Biden is expected to look at a progressive candidate to head up the Labor Department, with Michigan Representative Andy Levin and California Labor Secretary Julie Su among the frontrunners. Levin may face complications being from a toss-up district with a special election potentially reducing the Democrats’ slim margin in the House. Other names in the mix include former Obama Labor Secretary Tom Perez and AFL-CIO Chief Economist Bill Spriggs It has also been reported that Vermont Senator Bernie Sanders has expressed interest in the position.

“The big question is whether the scope of an investment advisor's fiduciary duty comes back under consideration by the SEC,” Champ says, “In the last Democratic administration, the Department of Labor paid a lot of attention to fiduciary duty and that's an area that you could see renewed attention from the administration.”

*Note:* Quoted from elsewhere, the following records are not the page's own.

PR #1031, opened 2025-04-10
make links clickable in text email preview

SteffenDE:
also: set target="_top" inside iframe links to redirect outside of the iframe.

This should provide a lot better dev UX when using the local preview.

### DIFF
--- a/lib/plug/templates/mailbox_viewer/index.html.eex
+++ b/lib/plug/templates/mailbox_viewer/index.html.eex
@@ -119,7 +119,7 @@
                 </a>
               </div>
               <div class="grow">
-                <iframe src="<%= to_absolute_url(@conn, @email.headers["Message-ID"]) %>/html" class="w-full mt-1 -mb-4 h-full" frameborder="0"></iframe>
+                <iframe id="html-mail" src="<%= to_absolute_url(@conn, @email.headers["Message-ID"]) %>/html" class="w-full mt-1 -mb-4 h-full" frameborder="0"></iframe>
               </div>
             </div>
           <% end %>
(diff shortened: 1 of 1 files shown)


lib/plug/templates/mailbox_viewer/index.html.eex
```diff
@@ -173,6 +173,32 @@
...
+      const iframe = document.querySelector("#html-mail");
+      if (iframe) {
+        Array.from(iframe.contentWindow.document.querySelectorAll("a")).forEach((link) => {
+          if (!link.hasAttribute("target")) {
+            link.setAttribute("target", "_top");
+          }
+        });
+      }
+
+      // make links in text only view clickable
```
chrismccord, line 187: Since we're in this space, can we also rewrite localhost links to match window location? This would be nice when serving behind a proxy in dev, ie ngrok or local https proxy:

```suggestion
      // make links in text only view clickable
      const textMail = document.querySelector("#text-body-content");
      if (textMail) {
        const textContent = textMail.textContent;
        // match common URL formats starting with http://, https://, or www.
        const urlRegex = /(https?:\/\/[^\s]+)|(www\.[^\s]+)/g;

        const htmlWithLinks = textContent.replace(urlRegex, function(url) {
          let href = url.startsWith('www.') ? 'https://' + url : url;

          // If link starts with localhost, rewrite it to match the current host/scheme/port
          try {
            const parsed = new URL(href);
            if (parsed.hostname === 'localhost') {
              parsed.protocol = window.location.protocol;
              parsed.hostname = window.location.hostname;
              parsed.port = window.location.port;
              href = parsed.toString();
            }
          } catch (e) {
            // Ignore errors for invalid URLs
          }

          return `<a href="${href}" style="text-decoration: underline;">${url}</a>`;
        });

        // Set the HTML content with clickable links
        textMail.innerHTML = htmlWithLinks;
      }
```

SteffenDE: @chrismccord I guess we could do that. What about having a default runtime.exs where you can set PHX_HOST=... PHX_SCHEME=https and then all URLs are right in the first place?

chrismccord: Still fails the ngrok case and my own more complex dynamic reverse proxy stuff

SteffenDE: I don't really care, so I'll let a swoosh maintainer decide

princemaple:
Apologies will get to this in a few days

princemaple:
Apologies will get to this in a few days

princemaple:
Back in Melbourne. Gonna merge this first and come back for improvements.

PR #1420, opened 2017-05-20
Blacklist confusing globals

doshisid:
Blacklist confusing global variables set by browser env as discussed [here](https://github.com/facebookincubator/create-react-app/pull/2130#issuecomment-302808156).


doshisid:
We have changed the name to `confusing-browser-globals` at CRA. see [here](https://github.com/facebookincubator/create-react-app/pull/2286#discussion_r117611228)
Will send an update once that PR gets merged. So both has same data source as you wanted.

ljharb:
Sounds good, thanks!

PR #1424, opened 2017-05-24
[6.5] Add no-eval eslint rule to docs

daxelrod:
Add reference to the eslint `no-eval` rule to the README.

This rule is already set to `error` in best-practices.js in eslint-airbnb-config-base.


ljharb:
Thanks!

The CFPB should be among the venues where the stark differences between the 45th and 46th presidents are evident. The decade-old agency was created as the brainchild of Senator Elizabeth Warren in the aftermath of the great recession when Biden was last in the White House as vice president. Created as part of Dodd-Frank it was dormant under the deregulatory four years of Trump and now is set to reemerge in a new landscape.

“It's a pretty safe bet that CFPB will be more active under a Biden administration,” Champ says. 

In the four years since Democrats controlled the executive branch, the structure of the CFPB has shifted after the Supreme Court ruled the structure unconstitutional when Trump wanted to fire the head of the agency. This allowed Trump to undermine the agency but now will allow the Biden administration to wrestle control back easily.

“Everything I've been seeing and reading about both [President-elect] Biden and [Vice President-elect] Harris says that their goals and objectives are to help the working person and inventors save and get control of their finances,” McGrew says. “So with any department within the government that has a direct impact on consumers and investors we could see increased activity.”